### Exercise description
Go to the line in the entries below that holds "- Whether to" and repeat exactly from there through the line that holds "different package names.", inclusive.

(Beginning of Data in this exercise)

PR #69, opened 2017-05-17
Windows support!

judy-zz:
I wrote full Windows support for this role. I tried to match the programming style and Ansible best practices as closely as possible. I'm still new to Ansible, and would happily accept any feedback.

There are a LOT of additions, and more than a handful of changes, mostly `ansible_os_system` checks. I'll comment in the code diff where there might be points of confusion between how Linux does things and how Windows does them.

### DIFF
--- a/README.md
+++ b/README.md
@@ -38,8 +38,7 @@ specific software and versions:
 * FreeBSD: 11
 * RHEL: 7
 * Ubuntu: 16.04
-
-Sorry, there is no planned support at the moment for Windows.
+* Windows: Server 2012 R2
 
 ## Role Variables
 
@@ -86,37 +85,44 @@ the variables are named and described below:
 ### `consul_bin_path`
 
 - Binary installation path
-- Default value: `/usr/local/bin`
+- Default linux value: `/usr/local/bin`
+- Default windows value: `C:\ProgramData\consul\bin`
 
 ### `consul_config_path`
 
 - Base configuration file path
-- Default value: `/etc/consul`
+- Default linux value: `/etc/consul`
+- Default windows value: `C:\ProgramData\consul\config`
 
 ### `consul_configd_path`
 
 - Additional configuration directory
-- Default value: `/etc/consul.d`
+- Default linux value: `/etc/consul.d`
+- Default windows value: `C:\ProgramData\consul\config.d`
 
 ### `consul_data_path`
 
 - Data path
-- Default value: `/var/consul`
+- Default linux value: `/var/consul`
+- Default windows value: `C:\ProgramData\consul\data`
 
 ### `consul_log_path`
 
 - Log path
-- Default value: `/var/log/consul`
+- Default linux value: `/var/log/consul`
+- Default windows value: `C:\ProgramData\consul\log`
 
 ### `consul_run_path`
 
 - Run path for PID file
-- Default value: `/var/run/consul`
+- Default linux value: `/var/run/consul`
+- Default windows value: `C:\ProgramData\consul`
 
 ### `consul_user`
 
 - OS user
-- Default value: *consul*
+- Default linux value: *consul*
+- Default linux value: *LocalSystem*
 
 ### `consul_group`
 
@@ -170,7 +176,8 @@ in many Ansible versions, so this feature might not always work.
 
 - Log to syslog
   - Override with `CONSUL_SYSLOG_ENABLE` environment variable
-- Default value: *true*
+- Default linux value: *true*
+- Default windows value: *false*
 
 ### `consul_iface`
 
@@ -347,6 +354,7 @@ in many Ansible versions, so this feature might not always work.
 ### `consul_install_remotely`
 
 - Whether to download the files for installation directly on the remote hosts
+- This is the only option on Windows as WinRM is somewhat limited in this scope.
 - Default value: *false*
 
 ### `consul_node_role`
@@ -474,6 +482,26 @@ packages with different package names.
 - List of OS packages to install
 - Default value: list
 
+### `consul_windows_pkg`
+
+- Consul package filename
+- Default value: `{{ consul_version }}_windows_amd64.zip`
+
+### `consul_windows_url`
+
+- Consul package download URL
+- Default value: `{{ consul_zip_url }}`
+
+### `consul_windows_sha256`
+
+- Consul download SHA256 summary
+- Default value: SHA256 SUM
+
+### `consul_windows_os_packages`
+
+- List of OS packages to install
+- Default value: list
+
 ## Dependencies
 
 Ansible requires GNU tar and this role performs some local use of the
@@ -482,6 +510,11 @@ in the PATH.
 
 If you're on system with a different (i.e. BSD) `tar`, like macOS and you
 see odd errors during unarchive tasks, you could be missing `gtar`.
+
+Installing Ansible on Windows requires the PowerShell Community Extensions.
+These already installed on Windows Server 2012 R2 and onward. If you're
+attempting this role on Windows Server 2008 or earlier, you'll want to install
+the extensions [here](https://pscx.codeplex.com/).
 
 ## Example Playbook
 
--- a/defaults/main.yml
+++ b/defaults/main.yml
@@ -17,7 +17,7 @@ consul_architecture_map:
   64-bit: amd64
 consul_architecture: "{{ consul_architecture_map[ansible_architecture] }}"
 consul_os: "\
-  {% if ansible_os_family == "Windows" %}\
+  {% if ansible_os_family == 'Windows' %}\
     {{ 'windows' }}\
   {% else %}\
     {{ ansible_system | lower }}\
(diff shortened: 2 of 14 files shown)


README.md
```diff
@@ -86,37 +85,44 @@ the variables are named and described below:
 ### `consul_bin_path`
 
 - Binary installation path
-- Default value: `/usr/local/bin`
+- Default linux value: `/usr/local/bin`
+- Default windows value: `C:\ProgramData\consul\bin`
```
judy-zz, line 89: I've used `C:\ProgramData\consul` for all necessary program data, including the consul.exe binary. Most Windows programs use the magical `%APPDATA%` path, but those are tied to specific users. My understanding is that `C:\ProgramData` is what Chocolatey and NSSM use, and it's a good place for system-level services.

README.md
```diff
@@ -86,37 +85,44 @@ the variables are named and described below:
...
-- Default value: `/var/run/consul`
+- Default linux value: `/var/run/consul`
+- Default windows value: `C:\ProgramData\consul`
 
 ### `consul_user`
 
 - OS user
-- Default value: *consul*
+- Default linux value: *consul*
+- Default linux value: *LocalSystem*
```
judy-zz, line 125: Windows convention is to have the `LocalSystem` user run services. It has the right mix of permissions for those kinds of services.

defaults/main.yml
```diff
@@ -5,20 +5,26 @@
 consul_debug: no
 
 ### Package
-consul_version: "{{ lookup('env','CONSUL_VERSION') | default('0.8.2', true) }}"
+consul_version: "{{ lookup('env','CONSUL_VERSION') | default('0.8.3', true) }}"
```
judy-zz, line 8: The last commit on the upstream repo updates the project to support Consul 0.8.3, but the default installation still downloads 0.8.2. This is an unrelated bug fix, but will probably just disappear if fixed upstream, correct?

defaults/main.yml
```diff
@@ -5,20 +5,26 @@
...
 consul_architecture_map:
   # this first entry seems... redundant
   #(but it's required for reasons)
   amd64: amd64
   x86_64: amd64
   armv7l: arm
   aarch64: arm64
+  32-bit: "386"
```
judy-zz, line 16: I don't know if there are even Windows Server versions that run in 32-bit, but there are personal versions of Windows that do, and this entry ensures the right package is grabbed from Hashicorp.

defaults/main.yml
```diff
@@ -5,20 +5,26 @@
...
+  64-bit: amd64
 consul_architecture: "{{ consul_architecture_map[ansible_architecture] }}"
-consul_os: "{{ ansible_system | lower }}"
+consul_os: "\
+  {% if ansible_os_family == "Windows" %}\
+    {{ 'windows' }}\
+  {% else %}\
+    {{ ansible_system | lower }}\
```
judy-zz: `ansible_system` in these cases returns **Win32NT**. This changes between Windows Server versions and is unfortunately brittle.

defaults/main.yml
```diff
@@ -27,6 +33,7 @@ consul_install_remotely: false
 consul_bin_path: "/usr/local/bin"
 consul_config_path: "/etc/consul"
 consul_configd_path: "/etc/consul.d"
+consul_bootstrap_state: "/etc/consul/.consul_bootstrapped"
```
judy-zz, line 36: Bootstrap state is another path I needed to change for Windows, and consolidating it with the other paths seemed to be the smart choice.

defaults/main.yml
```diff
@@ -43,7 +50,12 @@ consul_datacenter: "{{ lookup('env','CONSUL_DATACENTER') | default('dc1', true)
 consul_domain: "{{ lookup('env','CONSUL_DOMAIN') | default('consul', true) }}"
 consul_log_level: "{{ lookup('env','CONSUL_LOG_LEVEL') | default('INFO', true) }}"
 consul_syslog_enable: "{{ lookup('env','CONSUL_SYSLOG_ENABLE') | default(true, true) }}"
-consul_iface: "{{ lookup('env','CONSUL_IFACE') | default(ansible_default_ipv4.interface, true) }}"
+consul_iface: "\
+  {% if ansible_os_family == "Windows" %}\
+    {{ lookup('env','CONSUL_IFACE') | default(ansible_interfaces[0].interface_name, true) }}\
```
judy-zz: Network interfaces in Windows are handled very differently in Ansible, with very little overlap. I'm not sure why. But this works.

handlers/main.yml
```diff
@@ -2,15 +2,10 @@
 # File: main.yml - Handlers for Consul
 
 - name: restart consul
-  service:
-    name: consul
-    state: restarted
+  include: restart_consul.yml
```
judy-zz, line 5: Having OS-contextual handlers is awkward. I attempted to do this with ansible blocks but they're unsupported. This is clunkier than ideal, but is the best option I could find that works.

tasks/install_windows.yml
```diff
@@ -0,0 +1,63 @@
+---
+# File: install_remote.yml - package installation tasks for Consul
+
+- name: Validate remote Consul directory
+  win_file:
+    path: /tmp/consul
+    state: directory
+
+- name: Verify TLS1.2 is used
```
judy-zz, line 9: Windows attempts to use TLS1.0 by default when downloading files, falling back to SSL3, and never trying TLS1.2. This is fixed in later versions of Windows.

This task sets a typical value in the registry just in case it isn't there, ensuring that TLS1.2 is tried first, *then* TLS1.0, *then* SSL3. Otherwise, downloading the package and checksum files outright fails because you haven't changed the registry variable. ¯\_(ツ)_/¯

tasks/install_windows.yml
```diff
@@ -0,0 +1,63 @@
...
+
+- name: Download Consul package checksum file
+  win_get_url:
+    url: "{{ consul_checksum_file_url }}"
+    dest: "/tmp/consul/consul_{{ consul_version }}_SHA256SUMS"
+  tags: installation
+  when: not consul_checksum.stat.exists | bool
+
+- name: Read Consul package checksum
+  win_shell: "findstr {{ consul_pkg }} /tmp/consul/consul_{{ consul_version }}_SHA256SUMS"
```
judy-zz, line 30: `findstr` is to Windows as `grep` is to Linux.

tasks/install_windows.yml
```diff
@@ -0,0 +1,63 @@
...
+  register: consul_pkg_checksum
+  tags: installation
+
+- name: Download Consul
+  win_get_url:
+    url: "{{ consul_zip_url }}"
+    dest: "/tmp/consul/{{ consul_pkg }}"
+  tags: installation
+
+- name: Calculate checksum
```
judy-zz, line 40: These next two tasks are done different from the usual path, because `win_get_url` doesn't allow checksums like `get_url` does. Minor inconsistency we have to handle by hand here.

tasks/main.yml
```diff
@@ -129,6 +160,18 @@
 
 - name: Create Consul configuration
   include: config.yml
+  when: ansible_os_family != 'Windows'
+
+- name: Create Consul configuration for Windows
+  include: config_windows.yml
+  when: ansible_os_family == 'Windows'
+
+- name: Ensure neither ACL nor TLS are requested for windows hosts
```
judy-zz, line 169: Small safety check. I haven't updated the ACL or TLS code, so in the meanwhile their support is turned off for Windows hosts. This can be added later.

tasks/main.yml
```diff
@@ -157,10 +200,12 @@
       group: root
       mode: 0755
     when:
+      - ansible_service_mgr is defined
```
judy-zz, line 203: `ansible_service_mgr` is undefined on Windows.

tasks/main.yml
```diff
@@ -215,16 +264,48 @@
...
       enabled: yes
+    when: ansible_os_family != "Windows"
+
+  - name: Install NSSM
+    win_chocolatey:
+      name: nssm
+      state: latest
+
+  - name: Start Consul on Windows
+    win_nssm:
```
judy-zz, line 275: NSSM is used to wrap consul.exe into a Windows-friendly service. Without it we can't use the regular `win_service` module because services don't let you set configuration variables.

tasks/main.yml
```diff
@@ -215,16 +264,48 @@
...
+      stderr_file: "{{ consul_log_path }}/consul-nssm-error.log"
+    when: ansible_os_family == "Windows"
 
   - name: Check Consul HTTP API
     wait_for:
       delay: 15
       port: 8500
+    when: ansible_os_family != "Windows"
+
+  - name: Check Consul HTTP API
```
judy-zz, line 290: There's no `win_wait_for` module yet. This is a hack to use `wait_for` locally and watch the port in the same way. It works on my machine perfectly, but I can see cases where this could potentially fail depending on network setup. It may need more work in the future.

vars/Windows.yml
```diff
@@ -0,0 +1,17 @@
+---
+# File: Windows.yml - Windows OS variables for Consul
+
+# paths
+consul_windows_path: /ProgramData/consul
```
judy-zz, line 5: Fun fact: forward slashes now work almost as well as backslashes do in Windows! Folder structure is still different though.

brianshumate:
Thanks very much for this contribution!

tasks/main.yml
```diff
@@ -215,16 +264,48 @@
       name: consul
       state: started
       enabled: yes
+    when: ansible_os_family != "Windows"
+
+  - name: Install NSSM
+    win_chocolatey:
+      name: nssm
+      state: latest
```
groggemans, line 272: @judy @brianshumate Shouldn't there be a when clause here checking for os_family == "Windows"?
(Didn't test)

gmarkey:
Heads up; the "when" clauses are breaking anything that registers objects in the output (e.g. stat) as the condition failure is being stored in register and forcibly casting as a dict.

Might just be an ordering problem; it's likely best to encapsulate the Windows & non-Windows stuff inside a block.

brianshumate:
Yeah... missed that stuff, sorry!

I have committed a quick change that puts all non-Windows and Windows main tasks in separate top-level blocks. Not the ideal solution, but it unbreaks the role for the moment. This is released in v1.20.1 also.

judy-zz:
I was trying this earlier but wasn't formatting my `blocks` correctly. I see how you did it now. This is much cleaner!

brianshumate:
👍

(End of Data in this exercise)

### Result for this exercise
 - Whether to download the files for installation directly on the remote hosts
+- This is the only option on Windows as WinRM is somewhat limited in this scope.
 - Default value: *false*
 
 ### `consul_node_role`
@@ -474,6 +482,26 @@ packages with different package names.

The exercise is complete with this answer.